TASK INPUTS Block Start
PR #1222, opened 2023-11-14
Feat/action buttons

ferreroltd:
This PR adds the first action button and exposes the 2 new composed components that are 
TextareaCopy:
image
image

and InputCopy

image
image


packages/libs/react-ui/src/components/Form/Input/Input.tsx
```diff
@@ -78,6 +79,7 @@ export const Input: FC<IInputProps> = forwardRef<HTMLInputElement, IInputProps>(
             disabled={disabled}
             {...rest}
           />
+          <div>{children}</div>
```
ferreroltd, line 82: the default position looked okay

packages/libs/react-ui/src/components/Form/Input/InputCopy/InputCopy.stories.tsx
```diff
@@ -0,0 +1,51 @@
+import type { IInputProps } from '@components/Form';
+import { InputCopy } from '@components/Form';
+
+import type { SystemIcon } from '@components/Icon';
+import type { Meta, StoryObj } from '@storybook/react';
+import React from 'react';
+
+const meta: Meta<IInputProps> = {
+  title: 'Form/InputCopy',
```
eileenmguo, line 9: Could we add another folder to group all input stories together? I think you can just update this to 'Form/Input/InputCopy'

eileenmguo (commented):
Some feedback discussed during our call 
image

Also the button looks different from the design. I would recommend creating a custom button

packages/libs/react-ui/src/components/Form/Textarea/Textarea.tsx
```diff
@@ -46,6 +47,7 @@ export const Textarea: FC<ITextareaProps> = forwardRef<
           disabled={disabled}
           {...rest}
         />
+        <div className={buttonContainerClass}>{children}</div>
       </div>
```
eileenmguo, line 51: Can we combine the two divs?

realdreamer:
image
image

The icons seems bit off with the size. It's smaller than the current implementation

sstraatemans (approved):

salamaashoush (approved):

eileenmguo (approved):

PR #1223, opened 2023-11-15
[@tools-website] Remove wallet connect from header

KristinaSpasevska:


packages/apps/tools/src/components/Common/Layout/partials/Header/Header.tsx
```diff
@@ -107,7 +106,7 @@ const Header: FC<IHeaderProps> = () => {
           ))}
         </NavHeader.Select>
         <div className={walletConnectWrapperStyle}>
-          <WalletConnectButton />
+          {/*<WalletConnectButton />*/}
```
sanderlooijenga, line 109: Should we also disable/comment out the `Provider`? 🤔

KristinaSpasevska: We still use the networks handling from there, so we need to keep it

sanderlooijenga: Hmm.. you're right 🤔 . Does sound like that Provider does too many things. We might want to refactor that in the (near) future. Okay to keep it as is for now though 👍

sanderlooijenga (approved):

PR #1224, opened 2023-11-15
[chore] add documentation on how changeset works in the monorepo and …

Ghislain89:
This PR documents how changeset works in the mono repo as well as document known caveats.

### DIFF
--- a/docs/releasing-with-changesets.md
+++ b/docs/releasing-with-changesets.md
@@ -1,0 +1,62 @@
+# Releasing wth Changesets
+
+## Process overview
+
+### Adding changesets
+
+Changesets makes releasing our products easier, although it might not always be
+clear how the process works. This document aims to explain the process and
+document known caveats.
+
+When creating a PR, a workflow `ci-changelog`[1] will run. This will determine
+whether a changeset is present in the `.changeset`[2] folder. If it finds none,
+this workflow will fail requesting you to add a changeset. From this point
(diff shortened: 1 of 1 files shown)


docs/releasing-with-changesets.md
```diff
@@ -0,0 +1,62 @@
...
+PR for `@kadena/client` and adds a valid changeset and merges their PR to main.
+This leads to the `[ci] Release` pull request in which the
+
+- `.changeset`[2] folder is emptied
+- Changelogs are updated for the relevant packages
+- Versions are updated in the package(s).json
+
+Before _Person A_ has been able to merge the `[ci] Release` pull request to
+trigger a publish, _Person B_ has merged a new feature for `@Kadena/tools` to
+main which includes a changeset. The `ci-changelog`[1] will run again on main
```
eileenmguo, line 49: Just to clarify, does this mean that every time a PR is merged, the `[ci] Release` PR is replaced with a new version of the PR with the updated set of changesets, meaning that all approvals are lost?

Ghislain89: if a `[CI] Release` branch has just been merged (so no longer exists, it will be recreated. if one already exists (e.g. when two people just merge to to main), then it's updated.

In the case of recreation: yes, all approvals are lost. In the case of an update, I don't believe they're lost.

Randynamic (approved):

PR #1226, opened 2023-11-15
feat(pactjs-generator): accept literal as valid input + use null as default value for proof in builder api

javadkh2:
* accept literal as valid input  that let users pass expressions like pact function calls to the Pact.module["module-name"]["function-name"]
```TS
composePactCommand(
   Pact.module.coin.transfer(
       literal(`(a-pact-function-that-return-account "input")`), 
       ()=>"(second-function)", 
       10
   )
)
```

* use null as default value of proof in continuation when using builder api
* refactor types - replace Partial<IPactCommand> with PartialPactCommand


packages/libs/client/src/interfaces/type-utilities.ts
```diff
@@ -39,3 +39,15 @@ export type ExtractCapabilityType<TCommand> = TCommand extends {
       : IGeneralCapability
     : IGeneralCapability
   : IGeneralCapability;
+
+export type Prettify<T extends Record<string, unknown>> = {
```
sanderlooijenga, line 43: Do/should we have tests for these utility types?

packages/libs/client/src/composePactCommand/composePactCommand.ts
```diff
@@ -7,29 +7,33 @@ type NoPayload<TCommand> = TCommand extends { payload: unknown }
 
 type DataOrFunction<TData> = TData | ((a: TData) => TData);
 
-type InitialInput = Partial<IPactCommand> | (() => Partial<IPactCommand>);
+type InitialInput =
+  | Partial<IPartialPactCommand>
```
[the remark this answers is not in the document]
javadkh2: good catch

packages/libs/client/src/interfaces/type-utilities.ts
javadkh2: good idea we can write tests for them

EnoF (approved):

alber70g (approved):

PR #1227, opened 2023-11-15
fix(@kadena/react-ui): Update the Notification Component

eileenmguo:
Updated the Notification component with the following: 
- Updated the `icon` prop to accept ReactNode instead of an icon name. The reason is to decouple the Notification component from the Icons so that when using the Notification component, not all of the Icons will be part of the bundle. When an Icon is not provided, the `Information` icon will be shown.
- Moved the `title` prop to a subcomponent `Heading`. This matches the subcomponent structure better 
- Removed the expanded prop since all use cases used the 100% width option
- Removed the `outlined` prop and added a `styledVariant` prop which has the `bordered` and `borderless` options
- Added a required `role` prop which can be set to `alert`, `status`, or `none`. In most cases that I saw, the `status` role is set, however I opted to not give a default value as to ensure the user thinks about its purpose. We can give this a default value if preferred though
- Removed the inline option all together. I discussed this with Isa as a way to simplify this component

Note: I've decided to keep the icon as a prop instead of a subcomponent because the icon will always be part of the card and because I think it makes the composition more clean. Right now most icons are passed in as a prop, but if we want to make it a subcomponent as well, we should discuss this and update this across the board


nil-amrutlal-dept (approved):

nil-amrutlal-dept (approved):
Looks good on `graph-client`
image

packages/apps/tools/src/components/Global/FormStatusNotification/index.tsx
```diff
@@ -79,11 +79,12 @@ export const FormStatusNotification: FC<IFormStatusNotificationProps> = (
         color={statusToColorMap[status!]}
         hasCloseButton
         icon={statusToIconMap[status!]}
-        expanded
-        title={title ?? titles[status!]}
         onClose={onNotificationCloseClick}
-        variant="outlined"
+        role="status"
       >
+        {title ? (
```
sanderlooijenga, line 85: This is not the correct replacement for `title ?? titles[status!]`

packages/apps/tools/src/pages/faucet/existing/index.tsx
```diff
@@ -24,7 +24,7 @@ import Head from 'next/head';
 import Link from 'next/link';
 import { useRouter } from 'next/router';
 import type { FC } from 'react';
-import React, { useCallback, useState } from 'react';
```
sanderlooijenga, line 27: Why is `React` removed as an import?

packages/apps/tools/src/components/Global/FormStatusNotification/index.tsx
eileenmguo: I think my brain registered && haha

packages/apps/tools/src/pages/faucet/existing/index.tsx
eileenmguo: unintentional. I have re-added it 👍

sanderlooijenga (approved):

sstraatemans (approved):

PR #1243, opened 2023-11-21
feat(@kadena/react-ui): Tooltip Component

eileenmguo:
Updates the tooltip component to use react-aria and already updates the tools app. 

NOTE: Design changes have been made with Isa


packages/apps/immutable-records/next-env.d.ts
```diff
@@ -0,0 +1,5 @@
+/// <reference types="next" />
+/// <reference types="next/image-types/global" />
+
+// NOTE: This file should not be edited
```
ferreroltd, line 4: what is this file for?

packages/libs/react-ui/src/components/Tooltip/Tooltip.tsx
```diff
@@ -1,21 +1,47 @@
...
+    config,
+    state,
+    ref,
+  );
+
+  const { tooltipProps } = useTooltip(baseTooltipProps, state);
+
+  return (
+    <Box position="relative">
+      {cloneElement(children as React.ReactElement, { ...triggerProps, ref })}
```
ferreroltd, line 38: didnt we want to avoid using this? or is this the only way to pass the props?

packages/libs/react-ui/src/components/Tooltip/Tooltip.tsx
```diff
@@ -1,21 +1,47 @@
...
+
+      {state.isOpen && (
+        <span className={tooltipPositionVariants[position]} {...tooltipProps}>
```
ferreroltd, line 41: niceeee variants!

ferreroltd (approved):

packages/apps/immutable-records/next-env.d.ts
eileenmguo: I need to remove this! It must have been a local file

packages/libs/react-ui/src/components/Tooltip/Tooltip.tsx
eileenmguo: We want to use this sparingly and in a lot of previous cases, using context was better, but in this case it is the simplest option since we don't want the user to have to access a context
TASK INPUTS Block End
**WHAT YOU WILL DO**. What you return must be an exact retyping of the lines above starting at the line with "-1,0 +1,62 @@" and ending at the line with "From this point", and nothing besides.

**SOLUTION TO THE EXERCISE**.
@@ -1,0 +1,62 @@
+# Releasing wth Changesets
+
+## Process overview
+
+### Adding changesets
+
+Changesets makes releasing our products easier, although it might not always be
+clear how the process works. This document aims to explain the process and
+document known caveats.
+
+When creating a PR, a workflow `ci-changelog`[1] will run. This will determine
+whether a changeset is present in the `.changeset`[2] folder. If it finds none,
+this workflow will fail requesting you to add a changeset. From this point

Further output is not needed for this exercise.